● **EXERCISE PROMPT**
Exactly how many lines of the data below include the string "opened"? State the number and nothing more.

(Stored data entries)

"""

PR #728, opened 2023-11-10
Download external data in docker build

bolasim:


truss/templates/server.Dockerfile.jinja
```diff
@@ -51,6 +51,18 @@ RUN pip install -r server_requirements.txt --no-cache-dir && rm -rf /root/.cache
 
 
 {% block app_copy %}
+# Copy data before code for better caching
+{%- if model_cache %}
+    {%- include "copy_cache_files.Dockerfile.jinja"%}
+{%- endif %}
+
+{%- if external_data_files %}
+RUN curl -s https://baseten-public.s3.us-west-2.amazonaws.com/bin/b10cp-5fe8dc7da-linux-amd64 -o /app/b10cp; chmod +x /app/b10cp
```
varunshenoy, line 60: If files are being cached, we're already downloading b10cp (see cache.Dockerfile.jinja). Would it make sense to move these downloads to the cache multistage build (maybe in a future PR)?

varunshenoy (approved):
lgtm!

truss/templates/server.Dockerfile.jinja
bolasim: yeah. it makes sense, but the plumbing was a bit much on a first pass. I'll try to add it in a followup

joostinyi (approved):

PR #734, opened 2023-11-15
Bump truss version to have new fastapi requirements

bolasim:


bolasim:
Integration tests back to passing for the most part, which is good: https://github.com/basetenlabs/truss/actions/runs/6881960233

Only failure will be addressed in a followup PR.

squidarth (approved):

PR #745, opened 2023-11-20
Bump dependencies

varunshenoy:
This PR adds two additions:
- bumps `cython` so that we can build Trusses with Coqui's `TTS` package.
- bumps `huggingface_hub` so that Trusses are compatible with the latest version of `transformers`.


truss/templates/server/requirements.txt
```diff
@@ -2,7 +2,7 @@
 
 argparse==1.4.0
 aiocontextvars==0.2.2
-cython==0.29.23
+cython==0.29.30
```
bolasim, line 5: can we make this >= too?

bolasim (approved):

squidarth:
@varunshenoy I bumped the version i https://github.com/basetenlabs/truss/pull/733/files already. we just need to do another truss release now to get that out.

PR #746, opened 2023-11-20
Move error handling out of `get_dev_version`

helenlyang:
Follow-up to https://github.com/basetenlabs/truss/pull/723#discussion_r1393394021. This updates core.get_dev_version to return None if a development version doesn’t exist and updates callsites to raise errors.

### Testing
Tested truss watch manually in CLI.
- I’m able to patch changes to my development model
- If no development model exists when `truss watch` is called, we typically don’t reach the errors raised in this PR because an exception is raised here: https://github.com/basetenlabs/truss/blob/3465408e9248f90950ff02146776f09bf78f9244/truss/cli/cli.py#L231
- Tested the edge case where the development model exists when `truss watch` is called but is deleted while `truss watch` runs. We hit the error in `BasetenRemote.patch` as expected:
image

- Also tried simulating the edge case where the dev model is deleted between `get_service` and `sync_truss_to_dev_version_by_name` calls by adding a `time.sleep` and deleting the model. We raise an error as expected
image

### DIFF
--- a/truss/remote/baseten/remote.py
+++ b/truss/remote/baseten/remote.py
@@ -176,7 +176,13 @@ class BasetenRemote(TrussRemote):
         target_directory: str,
     ):
         # verify that development deployment exists for given model name
-        _ = get_dev_version(self._api, model_name)  # pylint: disable=protected-access
+        dev_version = get_dev_version(
+            self._api, model_name
+        )  # pylint: disable=protected-access
+        if not dev_version:
+            raise click.UsageError(
+                "No development model found. Run `truss push` then try again."
+            )
         TrussFilesSyncer(
             Path(target_directory),
             self,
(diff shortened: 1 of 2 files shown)


truss/remote/baseten/remote.py
```diff
@@ -205,6 +211,11 @@ def patch(
             return
         model_name = truss_handle.spec.config.model_name
         dev_version = get_dev_version(self._api, model_name)  # type: ignore
+        if not dev_version:
+            logger.error(
+                f"No development deployment found with model name: {model_name}"
```
squidarth, line 216: what does `logger.error` look like in the terminal? how does this compare to the ClickUsageError error messages?

squidarth (approved):

squidarth (approved):
awesome, thanks for doing this!

truss/remote/baseten/remote.py
helenlyang: It just looks like a vanilla print (I have a screenshot in the PR description). Worth calling out that it doesn't stop execution of `truss watch`--e.g. a user could run `truss push` in a separate window to resolve this error and could continue using live reload without having to rerun `truss watch`. Do you think this is desirable, or is it too subtle?

PR #748, opened 2023-11-21
add trt-llm enum to build.model_server enum

joostinyi:
- This PR extends the `ModelServer` enum to include `TRT-LLM` to ensure that models with this server implementation are not permitted to be deployed as development deployments. This is to facilitate rollout of examples [[llama](https://github.com/basetenlabs/truss-examples/tree/main/llama/llama-2-7b-trt-llm), [mistral](https://github.com/basetenlabs/truss-examples/tree/main/mistral/mistral-7b-trt-llm)] that utilize TRT-LLM while we are adding feature completeness to these offerings.
- I tested a deployment of these example trusses and verified that they result in published deployments along with a PR to change the example config https://github.com/basetenlabs/truss-examples/pull/78

### DIFF
--- a/truss/contexts/image_builder/serving_image_builder.py
+++ b/truss/contexts/image_builder/serving_image_builder.py
@@ -346,7 +346,7 @@ def get_files_to_cache(config: TrussConfig, truss_dir: Path, build_dir: Path):
 def update_config_and_gather_files(
     config: TrussConfig, truss_dir: Path, build_dir: Path
 ):
-    if config.build.model_server != ModelServer.TrussServer:
+    if config.build.model_server not in [ModelServer.TrussServer, ModelServer.TRT_LLM]:
         model_key = update_model_key(config)
         update_model_name(config, model_key)
     return get_files_to_cache(config, truss_dir, build_dir)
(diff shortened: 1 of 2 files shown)


truss/truss_config.py
```diff
@@ -156,6 +156,7 @@ class ModelServer(Enum):
     TGI = "TGI"
     VLLM = "VLLM"
     TRITON = "TRITON"
+    TRT_LLM = "TRT_LLM"
```
bolasim, line 159: Worth adding a comment [here](https://github.com/basetenlabs/truss/blob/189df18fe2a7f88479ddaf886af0a61c26285e9b/truss/contexts/image_builder/serving_image_builder.py#L500) that the build for `TrussServer` and `TRT_LLM` use the default buildir setup.

I wish [this line](https://github.com/basetenlabs/truss/blob/189df18fe2a7f88479ddaf886af0a61c26285e9b/truss/remote/baseten/remote.py#L56) showed up in this diff somewhere so it's clear why this works.

bolasim (approved):

joostinyi:
We need to coordinate the merge of https://github.com/basetenlabs/truss-examples/pull/78 to come after the truss release that includes this change.

truss/contexts/image_builder/serving_image_builder.py
```diff
@@ -346,7 +346,7 @@ def copy_into_build_dir(from_path: Path, path_in_build_dir: str):
 def update_config_and_gather_files(
     config: TrussConfig, truss_dir: Path, build_dir: Path
 ):
-    if config.build.model_server != ModelServer.TrussServer:
+    if config.build.model_server not in [ModelServer.TrussServer, ModelServer.TRT_LLM]:
```
bolasim, line 349: nice catch @joostinyi !

PR #752, opened 2023-11-27
Drop `huggingface-hub` requirement for Truss Server

varunshenoy:
Very simple change. See title.

I ran the `ai-search` example Bola mentioned earlier in Slack. Dropping this requirement (and setting `live_reload: true`) makes everything work as expected.

### DIFF
--- a/truss/templates/server/requirements.txt
+++ b/truss/templates/server/requirements.txt
@@ -13,4 +13,3 @@ uvloop==0.17.0
 psutil==5.9.4
 joblib==1.2.0
 requests==2.31.0
-huggingface-hub==0.16.4


bolasim (commented):
this looks fine. Curious if we need to re-build base images? I am also curious why the control server integration tests didn't have this problem? Would they have had this problem if they tried to download a real model? Maybe we should add a very small transformer or sentence transformer to the integration tests to catch this?

squidarth:
> this looks fine. Curious if we need to re-build base images? I am also curious why the control server integration tests didn't have this problem? Would they have had this problem if they tried to download a real model? Maybe we should add a very small transformer or sentence transformer to the integration tests to catch this?

We will need to re-build base images for this to work. 

See past PR: https://github.com/basetenlabs/truss/pull/733 for the changes I had to make. If you bump the `TRUSS_BASE_IMAGE_VERSION_TAG`, after merging your PR, the images will automatically get built. After that we can release a new Truss

bolasim:
I am still worried that no tests reproduce this issue

squidarth:
@varunshenoy lmk if you need w/ the base image stuff, probably worth rebuilding htem

PR #759, opened 2023-11-30
Support multiple uvicorn workers

joostinyi:
## :rocket: What

We have found that for high performance inference workloads at substantial concurrency, `TrussServer` becomes CPU bound and bottlenecks performance. This PR introduces support for running multiple `uvicorn` workers to overcome this limit. This change is provisional to unblock benchmarking work and should be revisited to enforce idempotent model loads and proper termination handling. 

## :computer: How

- Adds plumbing of `runtime.num_workers` config to the python process kicking the TrussServer
- Adds multiprocess blocking on the `ModelWrapper._load_lock` to handle loading across processes

## :microscope: Testing
- Tested multiple worker loading in staging environment

### DIFF
--- a/pyproject.toml
+++ b/pyproject.toml
@@ -1,6 +1,6 @@
 [tool.poetry]
 name = "truss"
-version = "0.7.19rc2"
+version = "0.7.19rc3"
 description = "A seamless bridge from model development to model delivery"
 license = "MIT"
 readme = "README.md"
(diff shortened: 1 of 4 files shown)


squidarth (approved):
this looks good, could you add some more context in the PR? i know this is live now, so would like to prioritize getting this into main

PR #762, opened 2023-12-03
Bump `huggingface-hub` in Server and Cache

varunshenoy:
Bumping to latest version of `huggingface-hub`.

"""

● **TASK ANSWER**
8